For those of you on boards of directors or supporting them, you’ll want to focus on new governance-related regulations recently issued by the SEC. Originally proposed for comment last summer, these rules take effect February 28, 2010, in time for many companies’ upcoming 10-K and proxy season.
Risk. A particular focus of the new requirements is the board’s role in overseeing risk, focusing on such matters as how the board administers its oversight function – for instance whether through the entire board, a separate risk committee, or the audit committee. Also, discussion of the company’s compensation policies or practices as they relate to risk management and risk-taking incentives that can affect the company’s risk and risk management. The release suggests also that companies may want to disclose how the board receives information from individuals with day-to-day management responsibilities.
Director Qualifications and Experience. Existing disclosure requirements are expanded to include, for each director and nominee, information leading to the board’s conclusion that the person should serve as a director of the company, focusing on such matters as the individual’s experience, qualifications, attributes, and skills.

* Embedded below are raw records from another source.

PR #1374, opened 2021-09-30
[app_dart] Only show bringup outside of prod environments

CaseyHillers:
This is a demo of using environment toggles for different functionality in Cocoon

## Pre-launch Checklist

- [ ] I signed the [CLA].

### DIFF
--- a/app_dart/lib/src/service/scheduler.dart
+++ b/app_dart/lib/src/service/scheduler.dart
@@ -12,6 +12,7 @@ import 'package:retry/retry.dart';
 import 'package:truncate/truncate.dart';
 import 'package:yaml/yaml.dart';
 
+import '../foundation/environment.dart';
 import '../foundation/providers.dart';
 import '../foundation/typedefs.dart';
 import '../foundation/utils.dart';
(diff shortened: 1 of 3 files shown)


app_dart/lib/src/service/scheduler.dart
```diff
@@ -213,8 +214,10 @@ class Scheduler {
   /// Filter [SchedulerConfig] to only the targets expected to run for the branch,
   /// and that do not have any dependencies.
   List<Target> getPostSubmitTargets(Commit commit, SchedulerConfig config) {
-    // Filter targets to only those run in postsubmit.
-    final List<Target> postsubmitTargets = config.targets.where((Target target) => target.postsubmit).toList();
+    // Filter targets to only those run in this postsubmit environment.
+    final List<Target> postsubmitTargets =
+        config.targets.where((Target target) => target.postsubmit && target.bringup != isProduction).toList();
```
yusuf-goog, line 219: Would it be possible to avoid this "is this a specific environment" check in this case?

It would be better if the system has the same components/services in each of our environments. So rather than doing something specific/different in "prod", it would do the same thing with the correct instances in the particular environment. 

Rather than something like:

if env == prod: push to prod_DB, else, skip

do:

push to 'env'_DB

CaseyHillers: Thanks, I updated it so it just filters `SchedulerConfig` when we first get it

app_dart/lib/src/service/scheduler.dart
```diff
@@ -195,7 +196,13 @@ class Scheduler {
       ),
       ttl: const Duration(hours: 1),
     ))!;
-    return SchedulerConfig.fromBuffer(configBytes);
+    final SchedulerConfig cachedConfig = SchedulerConfig.fromBuffer(configBytes);
+    // Filter targets so non-bringup is shown in production, otherwise only show bringup.
+    return SchedulerConfig(
+      enabledBranches: cachedConfig.enabledBranches,
+      targets: cachedConfig.targets.where((Target target) => target.bringup != isProduction),
```
keyonghan, line 203: Clean up nit: https://github.com/flutter/cocoon/blob/main/app_dart/lib/src/request_handlers/push_build_status_to_github.dart#L70

keyonghan (approved):
LGTM with nit.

Compensation. The rules call for revised reporting of stock and option awards in the summary compensation table and director compensation table, and disclosure of certain potential conflicts of interest of compensation consultants. Rather than reporting the dollar amount recognized for financial statement purposes for the fiscal year, the rules require reporting the aggregate grant date fair value of stock and option awards granted in the fiscal year, with special instructions for awards subject to performance conditions.
Board Leadership Structure. Disclosure is required about the board’s leadership structure, including why it is deemed best for the company and why it was decided to combine or separate the CEO and board chair positions. Also, where they’re combined, disclosure about whether a lead independent director is in place and its leadership role.
Other required disclosures relate to such matters as: Other board seats held by directors and nominees; how diversity is considered in identifying director candidates; and legal actions involving a company’s executive officers, directors, and director nominees.
There’s a lot here, and boards, corporate secretaries, governance officers and others who support the board’s activities will need to understand the new rules and effect compliance. For certain matters, such as requirements regarding risk, we can expect some companies to reconsider their risk management activities to ensure their substance is in line with desired disclosures.